Lithuanian lawmakers in the current Seimas have been approached by only 10 registered lobbyists and 635 interest groups or individuals who wanted to influence legislation over the last four years according to official state records.
On its website ManoSeimas.lt, Transparency International Lithuania (TIL) keeps a record of lobbyists, organizations and individuals who submit requests and suggestions to MPs on pieces of legislation.
Since 2012, when the current Seimas began its term, 10 out of 36 registered lobbyists submitted proposals to MPs, as did 368 government institutions and 635 private organizations or individuals.
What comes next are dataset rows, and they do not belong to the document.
PR #311054, opened 2026-04-17
agentHost: fix bugs around message handling

connor4312:
- Fix a bug where a sessions were not restored correctly because they had in-progress data (that is the move of the `providedSession.isCompleteObs?.get()`)
- Fix a bug where sessions that supported progress streaming would not have sendable messages if they were already complete (that is the addition of `this._pendingRequests.deleteAndDispose(model.sessionResource);`)
- Fix a bug in the agent host where we didn't provide `onDidStartServerRequest` consistently which often prevented multi-client messaging from working
- DRY up some logic and add tests

### DIFF
--- a/src/vs/workbench/api/common/extHostChatSessions.ts
+++ b/src/vs/workbench/api/common/extHostChatSessions.ts
@@ -1127,16 +1127,16 @@ export class ExtHostChatSessions extends Disposable implements ExtHostChatSessio
 		}
 
 		const handler = controllerData.controller.getChatSessionInputState;
-		if (!handler || !sessionResourceComponents) {
+		if (!handler) {
 			return undefined;
 		}
-		const sessionResource = URI.revive(sessionResourceComponents);
-		const inputState = await handler(isUntitledChatSession(sessionResource) ? undefined : sessionResource, { previousInputState: undefined }, token);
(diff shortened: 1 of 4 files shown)


src/vs/workbench/api/common/extHostChatSessions.ts
```diff
@@ -1119,18 +1119,17 @@ export class ExtHostChatSessions extends Disposable implements ExtHostChatSessio
 		controllerData.onDidChangeChatSessionItemStateEmitter.fire(item);
 	}
 
-	async $provideChatSessionInputState(controllerHandle: number, sessionResourceComponents: UriComponents, token: CancellationToken): Promise<vscode.ChatSessionProviderOptionGroup[] | undefined> {
+	async $provideChatSessionInputState(controllerHandle: number, sessionResourceComponents: UriComponents | undefined, token: CancellationToken): Promise<vscode.ChatSessionProviderOptionGroup[] | undefined> {
```
connor4312, line 1122: this was just another error I saw logged -- the interface types the param as `UriComponents | undefined` and some callers use that, but TS allowed params to be narrowed to just `UriComponents` which caused a runtime error. cc @mjbvz I think this is your code

osortega (dismissed):

Yoyokrazy (approved):

PR #311065, opened 2026-04-17
Restore autopilot branch and shorten steering text in terminal tool results

meganrogge:
Fixes https://github.com/microsoft/vscode-copilot-evaluation/issues/3446

Fix eval regression by:
1. Restoring `isAutoApproved` branch at all 4 steering text injection sites so autopilot/benchmark mode uses direct `send_to_terminal` instead of forcing through `askQuestions`
2. Shortening all steering text from ~100 words to ~25 words per site
3. Shortening timeout wrapper text
4. Removing dynamic terminal UUID from steering text to preserve prompt cache — the UUID is already in `toolMetadata.id` and the notification message header

The verbose steering text ("send each answer one at a time using `send_to_terminal`… calling `get_terminal_output` between each") went from 0% → 50% prevalence in regression trajectories, with models echoing it as narration instead of acting. The embedded UUID also broke prompt caching, causing ~31k tokens to be re-sent uncached per turn.

Addresses bb77eceb5c6 (#309050) and 8a73ca2362e (#309583) regressions.

### DIFF
--- a/src/vs/workbench/contrib/terminalContrib/chatAgentTools/browser/tools/runInTerminalTool.ts
+++ b/src/vs/workbench/contrib/terminalContrib/chatAgentTools/browser/tools/runInTerminalTool.ts
@@ -1393,7 +1393,11 @@ export class RunInTerminalTool extends Disposable implements IToolImpl {
 						resultText += `${outputAnalyzerMessage}\n`;
 					}
 					resultText += pollingResult.output;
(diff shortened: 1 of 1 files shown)


Yoyokrazy (dismissed):

justschen (approved):

src/vs/workbench/contrib/terminalContrib/chatAgentTools/browser/tools/runInTerminalTool.ts
```diff
@@ -2187,7 +2198,10 @@ export class RunInTerminalTool extends Disposable implements IToolImpl {
 				}
 				lastInputNeededOutput = currentOutput;
 				lastInputNeededNotificationTime = now;
-				const inputAction = `You MUST call the vscode_askQuestions tool to ask the user what values to provide for all anticipated prompts at once (include upcoming prompts you can predict from the command, not just the currently visible one). Do NOT respond with a text message asking the user — use the tool. Then send each answer one at a time using ${TerminalToolId.SendToTerminal} with id "${termId}", calling ${TerminalToolId.GetTerminalOutput} between each to read the next prompt before sending the next answer.`;
+				const isAutoApproved = isSessionAutoApproveLevel(chatSessionResource, this._configurationService, this._chatWidgetService, this._chatService);
```
zhichli, line 2201: can this value be saved and reused rather than calling the method in multiple places in this file ?

PR #311150, opened 2026-04-18
terminal: restore NODE_OPTIONS and NODE_REPL_EXTERNAL_MODULE on Windows

### LINKED ISSUE #231076: VS Code is ignoring the environment setting for node js --max-old-space-size
VS Code is ignoring the environment setting for node js --max-old-space-size

- VS Code Version: 1.94.2
- Node.js: v20.18.0
- OS Version: 
Edition	Windows 11 Pro
Version	23H2
Installed on	‎9/‎10/‎2023
OS build	22631.4317
Experience	Windows Feature Experience Pack 1000.22700.1041.0

Steps to Reproduce:

1. Setup node options for user/system
Image

2. Open cmd to validate
Image

3. Open ps to validate
Image

4. Open VS Code to validate - value is ignored/overwritten with something else
Image

Thanks,
Regards,
Evgeny

sungwoonpark0502:
Fixes #231076

On Windows, when VS Code is launched via CLI with `NODE_OPTIONS` set (e.g. `NODE_OPTIONS=--max-old-space-size=8192 code .`), the environment variable gets stripped before the app starts (tracked in electron/electron#40770). VS Code already works around this on macOS by saving the value in `VSCODE_NODE_OPTIONS` and restoring it in the integrated terminal — but this same logic was missing for Windows.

TIL analysts said that most often the lobbying proposals concern regulations in energy, pharmacy and healthcare, construction, tobacco and alcohol market. They usually come from associations, non-profits, companies and public relations agencies.
While contacts between legislators and interested parties are completely legitimate, TILS experts say the problem is that MPs are currently under no obligation to disclose proposals for legislation if they do not come via officials channels. Moreover, Lithuanian MPs are very selective in disclosing meetings with interest groups.
“The drawback of Lithuania’s legislative process is that we cannot know for sure who is behind one or another bill or legislative initiative. One can suspect that bills sometimes get drafted by interest groups themselves and then registered at the parliament by some MP, so the public does not get to know who really wrote the bill,” Paulius Murauskas, project coordinator at TIL, told Lietuvos Žinios newspaper.
“We have been talking for some time about the need to ensure the opportunity to see who is submitting proposals to Seimas members. This would allow to see the true authors of particular pieces of legislation,” he said.
The Association of Lithuanian Municipalities has been the most active lobbyist, submitting proposals on 127 bills, according to TIL. Other active organizations were the Law Institute (75 bills) and the Lithuanian Free Market Institute (35 bills).
Murauskas said that there is nothing wrong in interest groups approaching legislators with suggestions and proposals for legislation, particularly when that is done through accepted channels.
That way, the public can see who is proposing what, making the legislative process transparent.
“It would be wrong to say that groups trying to influence legislative processes through official channels is bad. The important thing, however, is to make sure that all interested groups have equal opportunity to have a say on bills, that their opinions are taken into account and analysed before decisions are made,” according to Murauskas.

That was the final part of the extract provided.